• **YOUR ASSIGNMENT**
For the entries below, say how many lines hold the word "seems", with the number as the only reply.

Stored data entries:

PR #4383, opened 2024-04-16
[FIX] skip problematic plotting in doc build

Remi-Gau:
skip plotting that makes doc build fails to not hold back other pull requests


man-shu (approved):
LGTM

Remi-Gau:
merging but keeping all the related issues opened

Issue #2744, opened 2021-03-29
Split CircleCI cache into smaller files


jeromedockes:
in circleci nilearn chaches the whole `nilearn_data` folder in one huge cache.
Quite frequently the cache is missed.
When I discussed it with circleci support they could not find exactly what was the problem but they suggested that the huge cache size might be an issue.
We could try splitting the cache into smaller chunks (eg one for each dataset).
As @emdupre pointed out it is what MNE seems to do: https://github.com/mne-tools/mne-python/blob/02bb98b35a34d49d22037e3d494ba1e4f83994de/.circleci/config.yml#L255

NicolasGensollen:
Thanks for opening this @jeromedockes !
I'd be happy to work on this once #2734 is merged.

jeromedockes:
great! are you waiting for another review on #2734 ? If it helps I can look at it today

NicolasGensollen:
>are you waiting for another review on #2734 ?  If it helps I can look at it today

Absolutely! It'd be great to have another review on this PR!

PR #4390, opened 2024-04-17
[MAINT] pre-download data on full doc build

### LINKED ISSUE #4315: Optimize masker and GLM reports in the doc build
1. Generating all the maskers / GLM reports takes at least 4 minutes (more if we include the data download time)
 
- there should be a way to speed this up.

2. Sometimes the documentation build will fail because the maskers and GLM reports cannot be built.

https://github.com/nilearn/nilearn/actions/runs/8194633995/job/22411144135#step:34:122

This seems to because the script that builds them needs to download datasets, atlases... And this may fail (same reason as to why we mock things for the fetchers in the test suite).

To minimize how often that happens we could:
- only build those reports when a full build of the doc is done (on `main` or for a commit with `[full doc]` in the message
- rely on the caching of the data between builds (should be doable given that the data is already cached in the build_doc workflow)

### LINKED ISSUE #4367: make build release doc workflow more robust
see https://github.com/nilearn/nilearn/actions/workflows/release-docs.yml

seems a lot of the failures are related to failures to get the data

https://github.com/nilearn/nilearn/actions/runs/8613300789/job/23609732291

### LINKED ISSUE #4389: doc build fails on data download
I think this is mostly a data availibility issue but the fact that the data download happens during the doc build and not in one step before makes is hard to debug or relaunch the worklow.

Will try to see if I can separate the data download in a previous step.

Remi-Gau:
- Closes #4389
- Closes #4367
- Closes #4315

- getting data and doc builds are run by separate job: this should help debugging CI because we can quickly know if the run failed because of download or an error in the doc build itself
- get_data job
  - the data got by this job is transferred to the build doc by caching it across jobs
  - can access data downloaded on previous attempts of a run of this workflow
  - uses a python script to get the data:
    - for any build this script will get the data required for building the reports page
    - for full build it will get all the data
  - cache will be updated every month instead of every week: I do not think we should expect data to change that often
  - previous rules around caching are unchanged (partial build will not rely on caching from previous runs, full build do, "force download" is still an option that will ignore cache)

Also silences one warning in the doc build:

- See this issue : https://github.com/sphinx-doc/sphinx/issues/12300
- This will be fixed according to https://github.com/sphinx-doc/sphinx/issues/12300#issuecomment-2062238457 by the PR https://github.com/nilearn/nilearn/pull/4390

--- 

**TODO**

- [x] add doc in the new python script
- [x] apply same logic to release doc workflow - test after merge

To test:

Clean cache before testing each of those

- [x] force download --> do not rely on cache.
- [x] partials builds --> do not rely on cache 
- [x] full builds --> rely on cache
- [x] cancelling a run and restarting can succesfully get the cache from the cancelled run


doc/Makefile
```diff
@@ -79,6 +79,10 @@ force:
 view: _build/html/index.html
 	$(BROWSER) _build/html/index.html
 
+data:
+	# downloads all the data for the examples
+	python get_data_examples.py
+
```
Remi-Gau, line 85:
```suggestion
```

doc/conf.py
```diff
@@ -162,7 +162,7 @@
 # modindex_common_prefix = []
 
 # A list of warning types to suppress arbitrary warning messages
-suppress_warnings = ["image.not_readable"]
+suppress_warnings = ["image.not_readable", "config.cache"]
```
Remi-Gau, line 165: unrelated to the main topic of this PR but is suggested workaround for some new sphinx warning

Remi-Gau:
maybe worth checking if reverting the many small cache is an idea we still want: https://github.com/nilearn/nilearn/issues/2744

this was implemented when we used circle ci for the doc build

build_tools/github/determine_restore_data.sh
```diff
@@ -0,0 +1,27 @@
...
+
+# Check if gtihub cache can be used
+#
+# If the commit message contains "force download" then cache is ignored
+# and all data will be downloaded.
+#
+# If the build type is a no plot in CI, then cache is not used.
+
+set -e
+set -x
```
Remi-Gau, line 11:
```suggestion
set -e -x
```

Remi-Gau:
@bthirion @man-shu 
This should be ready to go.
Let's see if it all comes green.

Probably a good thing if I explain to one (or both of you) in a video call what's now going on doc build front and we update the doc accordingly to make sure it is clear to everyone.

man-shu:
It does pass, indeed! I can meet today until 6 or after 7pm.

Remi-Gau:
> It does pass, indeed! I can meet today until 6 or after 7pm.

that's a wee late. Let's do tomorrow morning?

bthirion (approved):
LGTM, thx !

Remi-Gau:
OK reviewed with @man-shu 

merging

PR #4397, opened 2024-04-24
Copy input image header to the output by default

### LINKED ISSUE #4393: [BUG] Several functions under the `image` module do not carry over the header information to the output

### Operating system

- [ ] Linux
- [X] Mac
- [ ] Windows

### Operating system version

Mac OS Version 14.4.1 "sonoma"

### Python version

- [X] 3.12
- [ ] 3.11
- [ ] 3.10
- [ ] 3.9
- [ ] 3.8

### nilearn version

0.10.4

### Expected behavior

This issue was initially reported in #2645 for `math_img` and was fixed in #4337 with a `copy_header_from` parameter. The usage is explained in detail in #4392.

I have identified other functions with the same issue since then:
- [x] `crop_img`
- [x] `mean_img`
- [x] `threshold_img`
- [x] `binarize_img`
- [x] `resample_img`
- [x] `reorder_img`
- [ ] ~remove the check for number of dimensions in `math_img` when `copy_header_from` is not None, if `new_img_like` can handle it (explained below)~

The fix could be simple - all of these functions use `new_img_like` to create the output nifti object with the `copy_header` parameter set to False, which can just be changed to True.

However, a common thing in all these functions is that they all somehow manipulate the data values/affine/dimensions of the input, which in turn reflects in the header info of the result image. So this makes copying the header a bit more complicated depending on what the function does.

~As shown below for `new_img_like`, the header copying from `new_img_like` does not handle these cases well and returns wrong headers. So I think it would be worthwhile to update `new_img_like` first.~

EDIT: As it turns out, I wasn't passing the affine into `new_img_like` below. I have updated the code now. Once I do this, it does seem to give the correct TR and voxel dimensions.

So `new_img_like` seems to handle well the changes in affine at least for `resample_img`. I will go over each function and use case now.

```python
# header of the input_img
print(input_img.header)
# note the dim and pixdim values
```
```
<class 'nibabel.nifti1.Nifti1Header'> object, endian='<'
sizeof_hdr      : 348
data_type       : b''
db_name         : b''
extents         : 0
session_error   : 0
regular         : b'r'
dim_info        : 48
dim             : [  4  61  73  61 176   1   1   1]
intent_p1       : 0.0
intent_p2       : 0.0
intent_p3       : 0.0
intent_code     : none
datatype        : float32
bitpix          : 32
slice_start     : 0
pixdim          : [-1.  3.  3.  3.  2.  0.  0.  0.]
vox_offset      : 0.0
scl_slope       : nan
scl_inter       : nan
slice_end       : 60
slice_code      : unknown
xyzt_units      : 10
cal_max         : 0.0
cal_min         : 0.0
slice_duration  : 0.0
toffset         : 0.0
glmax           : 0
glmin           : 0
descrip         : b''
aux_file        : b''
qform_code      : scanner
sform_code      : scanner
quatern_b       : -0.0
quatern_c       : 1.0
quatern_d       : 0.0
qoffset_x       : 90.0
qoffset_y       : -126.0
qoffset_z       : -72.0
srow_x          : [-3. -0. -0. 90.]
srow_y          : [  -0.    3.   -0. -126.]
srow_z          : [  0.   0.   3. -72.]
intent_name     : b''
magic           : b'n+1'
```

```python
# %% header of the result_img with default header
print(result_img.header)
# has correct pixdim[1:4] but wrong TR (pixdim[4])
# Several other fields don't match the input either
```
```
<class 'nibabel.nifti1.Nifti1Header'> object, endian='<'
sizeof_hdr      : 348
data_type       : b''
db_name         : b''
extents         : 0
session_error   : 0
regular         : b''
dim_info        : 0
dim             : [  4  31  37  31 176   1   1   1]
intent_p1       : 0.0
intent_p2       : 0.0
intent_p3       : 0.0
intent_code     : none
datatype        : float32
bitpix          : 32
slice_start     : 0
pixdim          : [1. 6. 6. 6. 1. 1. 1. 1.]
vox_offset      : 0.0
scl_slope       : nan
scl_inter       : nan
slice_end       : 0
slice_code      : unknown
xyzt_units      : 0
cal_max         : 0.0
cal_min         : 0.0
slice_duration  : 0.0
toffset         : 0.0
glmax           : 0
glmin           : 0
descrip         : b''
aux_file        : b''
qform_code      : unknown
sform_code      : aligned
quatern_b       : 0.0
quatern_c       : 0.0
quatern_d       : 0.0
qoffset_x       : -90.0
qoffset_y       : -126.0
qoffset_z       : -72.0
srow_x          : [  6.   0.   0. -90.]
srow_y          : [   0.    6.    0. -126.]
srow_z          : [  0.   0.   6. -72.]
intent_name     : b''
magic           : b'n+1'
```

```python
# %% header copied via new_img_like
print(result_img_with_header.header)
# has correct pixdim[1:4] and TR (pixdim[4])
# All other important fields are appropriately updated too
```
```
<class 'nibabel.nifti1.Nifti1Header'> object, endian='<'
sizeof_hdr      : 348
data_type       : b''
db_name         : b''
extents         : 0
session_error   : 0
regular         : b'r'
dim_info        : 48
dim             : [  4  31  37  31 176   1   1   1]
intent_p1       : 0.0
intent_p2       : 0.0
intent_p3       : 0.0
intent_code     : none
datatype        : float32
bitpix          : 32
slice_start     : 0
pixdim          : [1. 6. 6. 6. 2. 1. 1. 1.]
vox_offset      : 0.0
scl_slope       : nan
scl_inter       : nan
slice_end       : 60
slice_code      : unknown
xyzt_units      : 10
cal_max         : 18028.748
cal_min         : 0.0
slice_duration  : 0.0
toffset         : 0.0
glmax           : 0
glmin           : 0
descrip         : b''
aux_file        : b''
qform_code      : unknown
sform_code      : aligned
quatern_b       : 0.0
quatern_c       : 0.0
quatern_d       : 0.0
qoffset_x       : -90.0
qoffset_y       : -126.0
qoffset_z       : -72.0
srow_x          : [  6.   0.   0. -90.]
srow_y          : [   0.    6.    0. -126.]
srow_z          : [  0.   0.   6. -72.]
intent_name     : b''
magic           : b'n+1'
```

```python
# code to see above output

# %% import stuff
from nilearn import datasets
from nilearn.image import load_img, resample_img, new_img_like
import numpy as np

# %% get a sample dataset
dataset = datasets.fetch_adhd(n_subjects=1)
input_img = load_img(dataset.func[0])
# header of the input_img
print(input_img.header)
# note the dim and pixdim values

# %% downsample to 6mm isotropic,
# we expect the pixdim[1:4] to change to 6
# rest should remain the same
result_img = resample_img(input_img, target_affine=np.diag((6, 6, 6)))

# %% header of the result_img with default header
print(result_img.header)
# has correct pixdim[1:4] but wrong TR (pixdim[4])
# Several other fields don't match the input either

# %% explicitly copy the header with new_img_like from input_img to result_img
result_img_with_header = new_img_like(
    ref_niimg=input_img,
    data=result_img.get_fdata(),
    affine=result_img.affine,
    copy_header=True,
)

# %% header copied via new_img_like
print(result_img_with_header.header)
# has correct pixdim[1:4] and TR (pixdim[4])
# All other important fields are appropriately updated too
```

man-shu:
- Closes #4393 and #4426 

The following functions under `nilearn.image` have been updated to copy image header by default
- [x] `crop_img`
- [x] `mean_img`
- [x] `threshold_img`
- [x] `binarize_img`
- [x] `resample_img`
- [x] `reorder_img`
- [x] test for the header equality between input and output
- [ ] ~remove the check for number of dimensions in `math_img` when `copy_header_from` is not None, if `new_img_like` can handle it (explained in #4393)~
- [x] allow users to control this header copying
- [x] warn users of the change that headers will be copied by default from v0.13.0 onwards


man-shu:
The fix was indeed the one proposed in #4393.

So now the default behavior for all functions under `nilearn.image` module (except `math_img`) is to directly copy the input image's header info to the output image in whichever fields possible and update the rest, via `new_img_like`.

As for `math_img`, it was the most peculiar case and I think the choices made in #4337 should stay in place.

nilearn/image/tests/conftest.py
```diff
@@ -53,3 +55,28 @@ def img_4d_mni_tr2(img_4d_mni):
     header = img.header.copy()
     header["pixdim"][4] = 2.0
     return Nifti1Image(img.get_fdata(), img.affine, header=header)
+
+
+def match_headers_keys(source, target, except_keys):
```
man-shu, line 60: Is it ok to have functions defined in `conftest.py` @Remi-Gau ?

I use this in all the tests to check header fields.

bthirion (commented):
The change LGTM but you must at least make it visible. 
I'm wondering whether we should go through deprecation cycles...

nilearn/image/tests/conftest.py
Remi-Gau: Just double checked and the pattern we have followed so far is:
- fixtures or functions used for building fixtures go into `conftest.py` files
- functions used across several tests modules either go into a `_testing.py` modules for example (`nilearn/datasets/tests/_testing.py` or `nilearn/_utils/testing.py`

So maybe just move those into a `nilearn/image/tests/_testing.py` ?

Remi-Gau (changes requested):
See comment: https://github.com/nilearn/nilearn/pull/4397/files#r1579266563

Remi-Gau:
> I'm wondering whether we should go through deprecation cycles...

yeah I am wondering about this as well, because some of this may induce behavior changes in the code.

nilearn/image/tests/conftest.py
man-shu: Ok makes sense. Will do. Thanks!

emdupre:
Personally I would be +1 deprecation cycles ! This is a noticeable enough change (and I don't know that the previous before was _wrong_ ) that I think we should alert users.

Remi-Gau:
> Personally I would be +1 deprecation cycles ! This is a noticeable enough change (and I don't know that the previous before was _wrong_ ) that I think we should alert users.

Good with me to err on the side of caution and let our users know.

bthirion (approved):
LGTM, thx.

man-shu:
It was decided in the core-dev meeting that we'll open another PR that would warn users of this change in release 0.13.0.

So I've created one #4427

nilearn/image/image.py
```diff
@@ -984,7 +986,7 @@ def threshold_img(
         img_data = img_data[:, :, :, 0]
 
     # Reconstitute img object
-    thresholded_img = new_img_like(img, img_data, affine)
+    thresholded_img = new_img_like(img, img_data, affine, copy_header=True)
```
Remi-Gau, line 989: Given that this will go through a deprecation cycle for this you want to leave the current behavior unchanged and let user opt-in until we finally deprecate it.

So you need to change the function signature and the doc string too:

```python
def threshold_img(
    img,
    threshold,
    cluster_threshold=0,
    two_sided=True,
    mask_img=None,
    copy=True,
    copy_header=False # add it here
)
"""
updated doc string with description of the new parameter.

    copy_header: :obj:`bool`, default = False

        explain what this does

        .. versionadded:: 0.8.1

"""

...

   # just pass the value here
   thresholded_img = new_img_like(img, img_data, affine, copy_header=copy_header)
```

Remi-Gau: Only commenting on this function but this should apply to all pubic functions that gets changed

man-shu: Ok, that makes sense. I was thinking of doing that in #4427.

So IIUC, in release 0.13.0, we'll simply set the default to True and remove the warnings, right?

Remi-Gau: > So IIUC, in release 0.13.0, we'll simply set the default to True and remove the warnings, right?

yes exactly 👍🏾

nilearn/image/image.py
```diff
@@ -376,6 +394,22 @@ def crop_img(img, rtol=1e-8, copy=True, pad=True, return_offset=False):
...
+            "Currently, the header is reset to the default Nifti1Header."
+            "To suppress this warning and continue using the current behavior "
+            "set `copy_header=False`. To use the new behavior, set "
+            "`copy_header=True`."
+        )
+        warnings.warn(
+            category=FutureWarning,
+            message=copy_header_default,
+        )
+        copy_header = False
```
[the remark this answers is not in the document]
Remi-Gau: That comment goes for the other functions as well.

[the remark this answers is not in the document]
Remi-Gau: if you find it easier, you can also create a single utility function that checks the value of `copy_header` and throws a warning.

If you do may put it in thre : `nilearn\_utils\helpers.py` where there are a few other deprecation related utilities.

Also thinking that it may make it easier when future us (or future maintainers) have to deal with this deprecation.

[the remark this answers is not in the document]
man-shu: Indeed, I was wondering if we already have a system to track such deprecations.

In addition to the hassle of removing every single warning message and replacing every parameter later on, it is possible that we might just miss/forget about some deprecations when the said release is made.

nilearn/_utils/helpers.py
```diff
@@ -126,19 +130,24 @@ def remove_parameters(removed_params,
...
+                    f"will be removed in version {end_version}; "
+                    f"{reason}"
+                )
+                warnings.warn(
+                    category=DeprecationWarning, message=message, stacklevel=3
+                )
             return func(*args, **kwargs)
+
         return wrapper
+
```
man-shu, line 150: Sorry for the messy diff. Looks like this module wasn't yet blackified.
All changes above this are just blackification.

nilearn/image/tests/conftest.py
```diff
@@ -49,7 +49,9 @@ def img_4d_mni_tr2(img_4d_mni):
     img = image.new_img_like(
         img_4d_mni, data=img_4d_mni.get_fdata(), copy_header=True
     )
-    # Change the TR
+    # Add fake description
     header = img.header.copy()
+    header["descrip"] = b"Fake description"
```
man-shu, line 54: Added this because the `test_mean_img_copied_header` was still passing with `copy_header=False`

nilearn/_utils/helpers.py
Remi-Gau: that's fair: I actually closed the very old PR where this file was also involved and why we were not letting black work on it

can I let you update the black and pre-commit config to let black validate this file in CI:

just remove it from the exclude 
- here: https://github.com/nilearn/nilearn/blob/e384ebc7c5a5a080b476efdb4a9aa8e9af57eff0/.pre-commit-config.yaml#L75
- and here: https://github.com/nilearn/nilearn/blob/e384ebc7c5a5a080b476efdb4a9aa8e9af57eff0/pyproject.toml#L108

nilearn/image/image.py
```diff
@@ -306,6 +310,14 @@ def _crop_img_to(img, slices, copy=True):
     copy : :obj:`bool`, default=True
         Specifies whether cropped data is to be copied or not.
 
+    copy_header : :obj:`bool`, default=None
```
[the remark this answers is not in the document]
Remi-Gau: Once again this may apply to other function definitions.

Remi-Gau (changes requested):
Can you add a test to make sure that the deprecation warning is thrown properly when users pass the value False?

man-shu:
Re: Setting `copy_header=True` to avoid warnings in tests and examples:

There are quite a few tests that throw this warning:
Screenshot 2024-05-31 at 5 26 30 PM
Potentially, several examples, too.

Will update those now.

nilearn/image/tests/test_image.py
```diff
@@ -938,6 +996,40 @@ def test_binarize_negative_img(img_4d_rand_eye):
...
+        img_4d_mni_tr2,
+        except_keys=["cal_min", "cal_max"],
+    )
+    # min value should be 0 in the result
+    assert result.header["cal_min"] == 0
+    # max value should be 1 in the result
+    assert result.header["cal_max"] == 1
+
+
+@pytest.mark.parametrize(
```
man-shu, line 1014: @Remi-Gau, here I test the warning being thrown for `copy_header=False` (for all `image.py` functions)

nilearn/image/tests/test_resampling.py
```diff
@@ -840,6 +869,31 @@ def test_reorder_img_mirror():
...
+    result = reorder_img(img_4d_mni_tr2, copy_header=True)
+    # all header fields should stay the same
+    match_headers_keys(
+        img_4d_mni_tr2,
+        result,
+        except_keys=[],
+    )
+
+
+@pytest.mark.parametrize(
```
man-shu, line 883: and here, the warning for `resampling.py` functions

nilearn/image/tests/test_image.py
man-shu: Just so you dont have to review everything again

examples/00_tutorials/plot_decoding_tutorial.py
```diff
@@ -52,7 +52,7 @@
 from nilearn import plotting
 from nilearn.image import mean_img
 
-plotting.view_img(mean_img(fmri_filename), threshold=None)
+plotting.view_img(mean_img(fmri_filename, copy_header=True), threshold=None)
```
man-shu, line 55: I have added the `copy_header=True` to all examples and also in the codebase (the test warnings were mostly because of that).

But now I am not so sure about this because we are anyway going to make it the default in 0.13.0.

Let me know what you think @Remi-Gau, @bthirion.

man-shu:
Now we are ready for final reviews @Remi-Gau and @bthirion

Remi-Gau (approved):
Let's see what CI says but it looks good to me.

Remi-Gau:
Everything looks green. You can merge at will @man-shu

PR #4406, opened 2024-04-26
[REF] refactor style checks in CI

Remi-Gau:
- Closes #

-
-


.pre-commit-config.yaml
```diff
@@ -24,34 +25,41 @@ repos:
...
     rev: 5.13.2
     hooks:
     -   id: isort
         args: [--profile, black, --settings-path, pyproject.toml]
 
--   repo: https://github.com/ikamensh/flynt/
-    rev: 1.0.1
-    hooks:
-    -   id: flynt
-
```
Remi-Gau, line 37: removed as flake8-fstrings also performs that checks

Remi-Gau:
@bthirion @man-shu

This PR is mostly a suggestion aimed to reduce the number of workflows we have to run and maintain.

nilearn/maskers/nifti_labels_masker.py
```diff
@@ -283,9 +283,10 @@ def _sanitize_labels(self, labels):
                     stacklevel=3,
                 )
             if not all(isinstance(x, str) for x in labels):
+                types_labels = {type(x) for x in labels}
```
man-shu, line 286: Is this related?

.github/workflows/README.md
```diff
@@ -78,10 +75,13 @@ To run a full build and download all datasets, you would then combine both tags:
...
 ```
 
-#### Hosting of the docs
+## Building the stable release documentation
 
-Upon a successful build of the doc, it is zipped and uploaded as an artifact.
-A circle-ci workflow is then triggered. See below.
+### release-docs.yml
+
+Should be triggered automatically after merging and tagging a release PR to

• **WORKED SOLUTION**
4